最后还是温瑶打破了沉默。她指了指江雪对面的沙发。

28.

我依言在沙发上坐了下来,沙发很软,但我却感觉自己像是坐在一块烧红的烙铁上,浑身都不自在。我的目光不敢与任何人对视,只能落在面前那张空荡荡的茶几上。茶几的玻璃下面,压着一张我们五个人的大合照,照片上的每个人都笑得没心没肺。

客厅里安静得可怕,只有挂钟秒针走动的“嘀嗒”声,像在为这场审判倒计时。

温瑶没有坐下,她就那么站在我们中间,像一个冷静的法官。

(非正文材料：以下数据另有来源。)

PR #201, opened 2026-04-16
Clean up loop in cmd_compare()

logicog:
The for loop in cmd_compare was getting a bit difficult to read. Replace it by a straight-forward while loop.

### DIFF
--- a/cmd_parser.c
+++ b/cmd_parser.c
@@ -95,20 +95,20 @@ uint8_t cmd_compare(uint8_t start, uint8_t * __code cmd)
 	if ((start > 0) && (cmd_words_b[start] <= 0) )// nothing on this word -> no match
 		return 0;
 
-	signed char i;
 	signed char j = 0;
-	for (i = cmd_words_b[start]; i != cmd_words_b[start + 1] && cmd_buffer[i] != ' '; i++) {
+	signed char i = cmd_words_b[start];
+	while (i != cmd_words_b[start + 1]) {
+		if (cmd_buffer[i] == ' ')
+			break;
 		i &= CMD_BUF_SIZE - 1;
-//		print_byte(i); write_char(':'); print_byte(j); write_char('#'); print_string("\n");
-//		write_char('>'); write_char(cmd[j]); write_char('-'); write_char(cmd_buffer[i]); print_string("\n");
 		if (!cmd[j]) // end of command reached, but cmd_buffer has more characters, so no match
 			return 0;
 		if (cmd_buffer[i] != cmd[j++])
 			break;
+		i++;
 	}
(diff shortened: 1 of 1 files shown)


vDorst:
I would like to propose this version, which is also smaller +100 bytes.
Because `cmd` is guaranteed by the compiler to be NULL-terminated, we can make use of that to ensure the loop always ends.
So we don't need to know when the next words starts.
Because of the wrapping buffer we could technically can have a positive hit.
But I think that is unlikely because `cmd` is hardcoded static strings and not controlled by the user.

```c
uint8_t cmd_compare(uint8_t start, __code uint8_t * cmd)
{
	signed char i = cmd_words_b[start];
	if ((start > 0) && (i <= 0)) // nothing on this word -> no match
		return 0;

	uint8_t j = 0;

	while (1) {
		uint8_t c = cmd[j];
		
		// This ensures that we always read inside `cmd_buffer` if we try to match a long command.
		i &= CMD_BUF_SIZE - 1;
		uint8_t b = cmd_buffer[i];
		
		// cmd is guaranteed to be NULL-terminated.
        if (c == '\0') {
            if ((b == ' ') || (b == '\0')) {
				// Match
                return 1;
            }
            break;
        }
        if (b != c) {
            break;
        }

        j += 1;
        i += 1;
	}

	// No match
	return 0;
}
```

```patch
29c29
---
>    ROM/EPROM/FLASH  0x0000   0x2bfe9  88517    16777216
```



Or with the bufer overflow check:
```c
uint8_t cmd_compare(uint8_t start, __code uint8_t * cmd)
{
	signed char i = cmd_words_b[start];
	if (i < 0) // nothing on this word -> no match
		return 0;

	uint8_t j = 0;

	do {
		uint8_t c = cmd[j];
		uint8_t b = cmd_buffer[i];

		// cmd is garanteerd to be NULL-terminated.
        if (c == '\0') {
            if ((b == ' ') || (b == '\0')) {
				// Match
                return 1;
            }
            break;
        }
        if (b != c) {
            break;
        }

		j += 1;
        i += 1;
	} while (i >= 0);

	// No match
	return 0;
}
```

logicog:
Nice code! I will test tomorrow both versions.

vDorst:
I am working on the parser improvements. See https://github.com/vDorst/RTLPlayground/tree/refactor_cmd_parsing with has this code in it.
But still has some bugs with history.

Also use some Rust magic to test some parts of the implementation see https://github.com/vDorst/clib/blob/main/src/lib.rs#L490

logicog:
@vDorst : Maybe it would be better if you opened a PR for your much more sophisticated solution, while we close this PR. The little code here from my side was merely work I did while trying to figure out what was going on with #169 , the solution you are proposing will bring the command parsing forward by a much bigger step.

logicog:
Closing because superseded by #203

PR #202, opened 2026-04-18
Webif

feelfree69:
As I have no clue about html and Javascript, that's why I thought I let Copilot do some work.
It's not meant for immediate merge, but at least I want to share the results.
The improved User-Experience when uploading a new firmware image has some potential. With my Firefox on Windows the Upload and Redirect to Login-Page works flawlessly.
Well, the colors might not be the first choice.... 

grafik

grafik

What I'm not sure about: I have the feeling that with the "modern look", also the Performance has increased, maybe due to better caching strategies in the browser? Most pages load almost immediately now, where with the old design there were frequent delayed loadings especially at the port-icons at the top of the page.

### DIFF
--- a/html/style.css
+++ b/html/style.css
@@ -98,6 +98,16 @@ input[type=file] {
   width: 70%;
 }
 
+.status-message {
+  margin-top: 1em;
+  padding: 12px 16px;
+  background: rgba(255,255,255,0.95);
+  color: #222;
+  border-radius: 12px;
+  box-shadow: 0 3px 6px rgba(0,0,0,0.12);
+  font-size: 0.95rem;
+}
+
 .action {
   width: auto;
   margin-right: 10px;
--- a/html/style.css
+++ b/html/style.css
@@ -1,53 +1,107 @@
-h1, h2, h3 {
-  color: #226;
+/* Modernes Design für das Webinterface */
+
+body {
+  font-family: 'Segoe UI', Tahoma, Geneva, Verdana, sans-serif;
+  background: linear-gradient(135deg, #667eea 0%, #764ba2 100%);
+  color: #333;
+  margin: 0;
+  padding: 0;
+  min-height: 100vh;
 }
+
+h1, h2, h3 {
+  color: #fff;
+  text-shadow: 1px 1px 2px rgba(0,0,0,0.5);
+  margin-bottom: 20px;
+}
+
 ul {
   list-style-type: none;
   margin: 0;
   padding: 0;
-  width: 12%;
-  height: calc(100% - 50px);
+  width: 15%;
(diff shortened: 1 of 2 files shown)


logicog:
Thanks for sharing this, the upload can definitely profit from a better UI and the redirect is currently indeed broken! A fix for Chrome would however need changes in the C-backend handling the POST request, at least that is what the http-experts say.

> What I'm not sure about: I have the feeling that with the "modern look", also the Performance has increased, maybe due to better caching strategies in the browser? Most pages load almost immediately now, where with the old design there were frequent delayed loadings especially at the port-icons at the top of the page.

I do not see anything touching the ports or related to concurrency in the javascript embedded in the html pages of the code, but if you are comparing the situation to about 1 month ago, then there was a considerable improvement of the loading of the pages with PR #151 . 
If you want to give your hunch some numbers to back it up, have a look at timing diagrams in the debug console of Firefox, like the one posted in that PR.

For proceeding with this request: maybe try to disentangle the design part, i.e. the stuff in the stylesheets, from the functional part like the redirect and the information bar so that we can get the functionality in without necessarily a change of the entire design. Ideally, we anyway want to have different "skins" for the UI so that users can have a UI they like design-wise as design is always rather a personal thing.

feelfree69:
> maybe try to disentangle the design part, i.e. the stuff in the stylesheets, from the functional part like the redirect and the information bar

Both parts are already separated by the 2 commits.

vDorst:
Looks nice.
I was worried that it may try to pull an external library from the web. But lucky it is 
not.

I think we can improve the speed a bit by removing some `__gptrget` call in the IP-stack.
See also https://github.com/logicog/RTLPlayground/issues/169#issuecomment-4121580463
`__gptrget` call is used when the compiler doesn't know which memory is used for the variable.
If we can improve that, it saves overhead, memory and speed.

logicog:
I was not aware that uIP is still using gptr, that needs to go. Still, the `__gptrget` stuff is probably a bit off-topic for this PR. Can we get merely the UI-part in this PR without the change in style? Also, so far all the javascript was always in the .js files, now it is mixed into the html files. I think it would be great to keep that separation, for example if we want the UI to be translated into other languages, we would only need to have different html files for a different language while the .js stay the same as they are just functionality. (OK, some of the .js have text inside, but that could be taken from the .html files, too, instead of coding it into the .js.)

feelfree69:
as written before, i only wanted to share the results of my 1hr playing with copilot. i did not take a single look at the code, and i have no motivation to do so... sorry

feelfree69:
Will close the PR as it was never intended to merge, and as there is already a far more better UI in work (#220).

她环顾了一圈,目光在每个人脸上停留片刻,最后落在了我的身上。

“张姐和你说了什么?”

她的声音很平,听不出喜怒,但这个问题本身,就带着千钧的重量。

我感觉自己的喉咙像是被什么东西堵住了,干涩得发痛。我清了清嗓子。

“她让我开个价,离开初夏。”

我说完,下意识地看了一眼江雪。她的身体不明显的一颤,放在膝盖上的双手瞬间攥成了拳头,指节因为用力而泛白。但她依旧没有看我,只是死死地盯着地面。

温瑶似乎对这个答案毫不意外,她只是点了点头。

“所以,你拒绝了。”

这不是一个问句,而是一个陈述句。

“……是。”

“为什么?”

这一次开口的,是江雪。

她的声音不大,却像一块冰,瞬间砸进了这潭死水里,激起刺骨的寒意。她终于抬起了头,那双总是冷若冰霜的眼睛,此刻像两把淬了毒的刀子,直直地射向我。

“是因为钱不够多,还是因为你舍不得?”

“江雪!”温瑶的声音里第一次带上了一丝警告的意味。

但江雪完全没有理会她,依旧死死地盯着我,等待我的答案。她的胸口在剧烈地起伏,那层伪装的平静,正在一点点地碎裂。

我看着她,看着她眼睛里的痛苦和质问,感觉自己的心脏像是被一只手狠狠地攥住,疼得我说不出话来。